The life cycle hypothesis, developed in the 1950s, posits that people tend to maintain a consistent spending level over their lifetimes. Over time, there have been criticisms leveled against the LCH. One is people don't always maintain a consistent pattern of consumption. Someone who is middle-aged with a family of four and a mortgage is likely to consume more than at a time of life when they are retired and have no dependents and own their home. However, the LHC is still considered an important part of modern economic theory.

What Is the Life-Cycle Hypothesis in Economics? (2024)
Top Articles
Get-FileHash (Microsoft.PowerShell.Utility) - PowerShell
5 Simple ways to Buy Ethereum in 2023 Credit card, Wire or Cash |
NOAA: National Oceanic & Atmospheric Administration hiring NOAA Commissioned Officer: Inter-Service Transfer in Spokane Valley, WA | LinkedIn
Joi Databas
Shoe Game Lit Svg
Avonlea Havanese
Star Sessions Imx
Big Spring Skip The Games
Green Bay Press Gazette Obituary
Vanadium Conan Exiles
Violent Night Showtimes Near Amc Fashion Valley 18
Anki Fsrs
12 Best Craigslist Apps for Android and iOS (2024)
Craigslist Greenville Craigslist
Cooking Fever Wiki
Simon Montefiore artikelen kopen?

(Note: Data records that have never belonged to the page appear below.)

PR #2814, opened 2017-12-13
Reinstate nightly refreshes for schedule E data

### LINKED ISSUE #2813: Reinstate nightly updates for schedule E data
The recent work with the migrations did have one side effect:  we lost the nightly updates to schedule E.  That last bit of work around this had us removing all queue processing for schedule E and just [rebuilding the table each night](https://github.com/18F/openFEC/blob/master/webservices/tasks/refresh.py#L22) with the [table creation setup](https://github.com/18F/openFEC/blob/master/data/sql_setup/prepare_schedule_e.sql).

The `update_itemized` method was removed, though, and the table creation slightly modified with the migration work.  We'll have to devise a new way to make this refresh possible again.

ccostino:
Fixes #2813

This changeset adds support for schedule E nightly refreshes back into place.  The recent migration work accidentally removed the nightly refresh support for schedule E.

A huge h/t to @vrajmohan and @LindsayYoung for helping test and uncover this issue!

### DIFF
--- a/data/refresh/rebuild_schedule_e.sql
+++ b/data/refresh/rebuild_schedule_e.sql
@@ -1,0 +1,119 @@
+-- Create Schedule E table
+drop table if exists ofec_sched_e_tmp;
+create table ofec_sched_e_tmp as
+select
+    *,
+    cast(null as timestamp) as timestamp,
+    image_pdf_url(image_num) as pdf_url,
+    coalesce(rpt_tp, '') in ('24', '48') as is_notice,
+    to_tsvector(pye_nm) as payee_name_text,
+    now() as pg_date
+from fec_fitem_sched_e_vw;
+
+-- Add in records from the Schedule E notices view
+insert into ofec_sched_e_tmp
+select *,
+    cast(null as timestamp) as timestamp,
+    image_pdf_url(image_num) as pdf_url,
+    coalesce(rpt_tp, '') in ('24', '48') as is_notice,
+    to_tsvector(pye_nm) as payee_name_text,
+    now() as pg_date
+from fec_sched_e_notice_vw;
+
+update ofec_sched_e_tmp
+set exp_dt = coalesce(exp_dt, dissem_dt);
+
+-- Add in records for the Form 5 filings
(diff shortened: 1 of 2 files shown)


data/refresh/rebuild_schedule_e.sql
```diff
@@ -0,0 +1,119 @@
...
+insert into ofec_sched_e_tmp
+select *,
+    cast(null as timestamp) as timestamp,
+    image_pdf_url(image_num) as pdf_url,
+    coalesce(rpt_tp, '') in ('24', '48') as is_notice,
+    to_tsvector(pye_nm) as payee_name_text,
+    now() as pg_date
+from fec_sched_e_notice_vw;
+
+update ofec_sched_e_tmp
```
vrajmohan: Why is this a separate step? Why not deal with it in the 2 `INSERTS` above?

data/refresh/rebuild_schedule_e.sql
```diff
@@ -0,0 +1,119 @@
...
+
+-- Analyze the table
+analyze ofec_sched_e_tmp;
+
+-- Replace the existing table
+drop table if exists ofec_sched_e;
+alter table ofec_sched_e_tmp rename to ofec_sched_e;
+
+-- Rename indexes
+alter index ofec_sched_e_sub_id_pkey_tmp rename to ofec_sched_e_sub_id_pkey;
```
vrajmohan: All the `ALTER INDEXES` could be handled more succinctly with the function `rename_indexes`.

vrajmohan:
I have no context to review the logic in this code. All I can do is comment on general soundness of the SQL in a domain-ignorant way. 😄

vrajmohan:
Are there no tests for this code?

LindsayYoung:
I am going to merge this as-is with the follow up task here to simplify the update process here

https://github.com/18F/openFEC/issues/2825

ccostino:
@vrajmohan:  D'oh!  I thought the existing tests covered this case but perhaps not.  FWIW this is the same exact setup we had before prior to the DB migration, but @LindsayYoung and I were also talking more this morning about restructuring this as a materialized view.  We can be sure to get the appropriate tests in with that upcoming work.

PR #2700, opened 2017-10-13
Feature/refactor audit search endpoint

ccostino:

PR #2818, opened 2017-12-15
Feature/sample db

vrajmohan:


tasks.py
```diff
@@ -180,7 +181,10 @@ def deploy(ctx, space=None, branch=None, login=None, yes=False):
     # Target space
     ctx.run('cf target -o fec-beta-fec -s {0}'.format(space), echo=True)
 
-    run_migrations(ctx, space)
+    print("\nMigrating database...")
+    jdbc_url = to_jdbc_url(os.getenv('FEC_MIGRATOR_SQLA_CONN_{0}'.format(space.upper())))
+    run_migrations(ctx, jdbc_url)
+    print("Database migrated\n")
```
ccostino: Should these be `logger.info(...)` statements instead?  Or is this to account for output in CircleCI?  Would this be a case of using both?

tasks.py
```diff
@@ -216,8 +220,22 @@ def notify(ctx):
...
+    """
+    Load schema and data into the empty database pointed to by $SQLA_SAMPLE_DB_CONN
+    """
+
+    print("Loading schema...")
+    db_conn = os.getenv('SQLA_SAMPLE_DB_CONN')
+    jdbc_url = to_jdbc_url(db_conn)
+    run_migrations(ctx, jdbc_url)
+    print("Schema loaded")
+    print("Loading sample data...")
```
ccostino: Same note as above regarding the `print()` statements.

tasks.py
```diff
@@ -216,8 +220,22 @@ def notify(ctx):
...
+    subprocess.check_call(
+        ['psql', '-v', 'ON_ERROR_STOP=1', '-f', 'data/sample_db.sql', db_conn],
```
ccostino: Oh nice, will this just halt as soon as the first error is encountered?  Although it seems to halt anyway as soon as it hits something.

We also ran into a semi-related issue where the migrations took a long time in CircleCI, causing the cloud.gov token (used for the `cf` CLI tool) to timeout and error out of the rest of the deployment.  I have an idea on how to fix that:  wrap the call to check on the status of the app after migrating (the `cf app api` call) with a try/except and if the call fails, login again and then resume.

We can fix that in a separate PR though, but a broader question came up regarding how long a build can run for in CircleCI (there is a 10 minute timeout, at least by default, when there's no output).  Just wanted to flag it for your attention while it's in the back of my mind.

tasks.py
vrajmohan: This is a mere message to the user about stages pf completion. I felt there was no need for the kind of detail and configurability that `logging` provides. I wanted to reduce clutter.

tasks.py
vrajmohan: Yes, that is correct. Otherwise, if there are multiple errors during loading, you'll see it going through all of the same and it may be inconvenient to view earlier ones.

vrajmohan:
I was debating whether to add the schema qualifications in place or add new migrations. Since the triggers already work correctly in `prod`, I thought there was no point in "fixing" them. I can still be persuaded to make a separate migration.

tasks.py
ccostino: Ah okay - seeing as how this'll show up in our consoles locally or in the CircleCI output, which is all we're concerned about, that makes sense!

tasks.py
ccostino: Excellent, thanks!

ccostino:
If the triggers are working then that's totally fine, I see no reason to throw in another migration if it's not really needed.  Thanks, @vrajmohan!

README.md
```diff
@@ -102,12 +102,6 @@ To create the test database, run:
 createdb cfdm_unit_test
 ```
 
-Create the required roles in the test database by running:
-
-```
-psql <<db-connection-parameters>> -f data/create_roles.sql
-```
-
```
ccostino: Love that we can continue to simplify things! :-)

ccostino: Do we need to add documentation for the new `$SQLA_SAMPLE_DB_CONN` environment variable, though, so folks are aware of it and how to use it?

tasks.py
```diff
@@ -216,8 +220,22 @@ def notify(ctx):
...
-    print("\nMigrating database...")
-    jdbc_url = to_jdbc_url(os.getenv('FEC_MIGRATOR_SQLA_CONN_{0}'.format(space.upper())))
+@task
+def create_sample_db(ctx):
+    """
+    Load schema and data into the empty database pointed to by $SQLA_SAMPLE_DB_CONN
+    """
+
+    print("Loading schema...")
+    db_conn = os.getenv('SQLA_SAMPLE_DB_CONN')
```
ccostino: Is it required that we set this environment variable now?  Would it make sense to set a default?

README.md
ccostino: We also need to update the documentation on how to load the sample data.  Speaking of which...  if you're starting from scratch, it's a matter of creating the database, then running migrations, then loading the data, correct?  Could we setup an `invoke` task or a `manage.py` management command that will do all of this in one shot for us?

data/migrations/V0.1__create_roles.sql
```diff
@@ -0,0 +1,25 @@
+-- Create the roles needed in the DB if they do not already exist
+-- Unfortunately, Postgres lacks a "CREATE ROLE IF NOT EXISTS ..."
```
ccostino: Oh, also, in keeping with naming conventions going forward and helping with reading the migrations directory, could we rename this file to `V0000.1__create_roles.sql` please?  Some point soon we'll rename the others to have the leading zeros, this way it's easy to scan the directory and see things in order. :-)

tasks.py
```diff
@@ -216,8 +220,22 @@ def notify(ctx):
...
+    jdbc_url = to_jdbc_url(db_conn)
+    run_migrations(ctx, jdbc_url)
+    print("Schema loaded")
+    print("Loading sample data...")
+    subprocess.check_call(
+        ['psql', '-v', 'ON_ERROR_STOP=1', '-f', 'data/sample_db.sql', db_conn],
+    )
+    print("Sample data loaded")
+
+def run_migrations(ctx, jdbc_url):
```
ccostino: Looks like we're missing the `@task` decorator here if the intention is to be able to run this directly from the shell as an `invoke` task.

README.md
vrajmohan: The issue with creating a database in one command is that you now have to specify 2 DBs - one to log into, and the other that needs to be created. Or, we have to assume that the user has a default DB that is implicit and which we derive by removing the explicit DB parameter in the SQLA connection...

tasks.py
vrajmohan: I would rather go with the Zen of Python - "Explicit is better than implicit." :-)

tasks.py
vrajmohan: I was not intending for this to be run independently as an `invoke` task, but now that you mention it, it may be nice to have.

README.md
ccostino: Ah, I would leave it then as just a command for everything after the database (e.g., `cfdm_test`) has been created.

README.md
```diff
@@ -102,31 +102,30 @@ To create the test database, run:
...
+export SQLA_SAMPLE_DB_CONN=<psql:address-to-box>
 ```
 
-Ignore `user does not exist` error messages. Everything will still work!
+Load our sample data into the development database (`cfdm_test`) by running:
+
+```
+invoke create_sample_db
+```
+This will run `flyway` migrations on the empty database to create the schema, and then load sample data into this database from `data/sample_db.sql`.
```
ccostino: Thank you! 🎉 ❤️

README.md
```diff
@@ -102,31 +102,30 @@ To create the test database, run:
...
 createdb cfdm_test
 ```
 
-Load our sample data into the development database (`cfdm_test`) by running:
+Set the environment variable SQLA_SAMPLE_DB_CONN to point to this database, using:
 
 ```
-pg_restore --dbname cfdm_test --no-acl --no-owner data/subset.dump
-./manage.py refresh_materialized
+export SQLA_SAMPLE_DB_CONN=<psql:address-to-box>
```
ccostino: In this case, we should set it to `jdbc:postgresql://localhost:5432/cfdm_test` for working locally, correct?  If so it may help to just put this in there directly.  Also, doing this didn't work for me, but I suspect it's because I'm not including the username and password in it.

So instead, should it actually be `jdbc:postgresql://<username>:<password>@localhost:5432/cfdm_test`?

ccostino: D'oh still not working for me, even after doing that.  I keep seeing this message:

`ERROR: Invalid JDBC URL (should start with jdbc:) : None`

Which means the URL is not in the format that `to_jdbc_url` is expecting.  I thought we fixed this, though, so you didn't have to supply everything with just your local DB.

vrajmohan: I named it with a `SQLA_` prefix intending for it to be a `SQLAlchemy` URL, not a `jdbc` URL.

ccostino: Aha, that did it, thank you!

ccostino:
D'oh!  The merge of #2700 brought back `subset.dump`, so it just needs to be deleted again in here. :-)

Alle artikelen online
3476405416
Gopher Hockey Forum
Loft Stores Near Me
Best Mechanics Near You - Brake Masters Auto Repair Shops
Ahn Waterworks Urgent Care
Somewhere In Queens Showtimes Near The Maple Theater
Bjerrum difference plots - Big Chemical Encyclopedia
R. Kelly Net Worth 2024: The King Of R&B's Rise And Fall
Form F-1 - Registration statement for certain foreign private issuers
3 2Nd Ave
Construction Management Jumpstart 3Rd Edition Pdf Free Download
Craigslist Hunting Land For Lease In Ga
FAQ's - KidCheck
Our Leadership
Stouffville Tribune (Stouffville, ON), March 27, 1947, p. 1
My Dog Ate A 5Mg Flexeril
Nextdoor Myvidster
Bratislava | Location, Map, History, Culture, & Facts
October 31St Weather
About :: Town Of Saugerties
5 Tips To Throw A Fun Halloween Party For Adults
Blackstone Launchpad Ucf
Advance Auto.parts Near Me
All Weapon Perks and Status Effects - Conan Exiles | Game...
Unlock The Secrets Of "Skip The Game" Greensboro North Carolina
Booknet.com Contract Marriage 2
Gander Mountain Mastercard Login
Page 5747 – Christianity Today
Naomi Soraya Zelda
Craigslist Anc Ak
Evil Dead Rise - Everything You Need To Know
Google Flights Missoula
Research Tome Neltharus
David Turner Evangelist Net Worth
Peugeot-dealer Hedin Automotive: alles onder één dak | Hedin
Ippa 番号
Latest Posts
Article information

Author: Carmelo Roob

Last Updated:

Views: 6529

Rating: 4.4 / 5 (45 voted)

Reviews: 92% of readers found this page helpful

Author information

Name: Carmelo Roob

Birthday: 1995-01-09

Address: Apt. 915 481 Sipes Cliff, New Gonzalobury, CO 80176

Phone: +6773780339780

Job: Sales Executive

Hobby: Gaming, Jogging, Rugby, Video gaming, Handball, Ice skating, Web surfing

Introduction: My name is Carmelo Roob, I am a modern, handsome, delightful, comfortable, attractive, vast, good person who loves writing and wants to share my knowledge and understanding with you.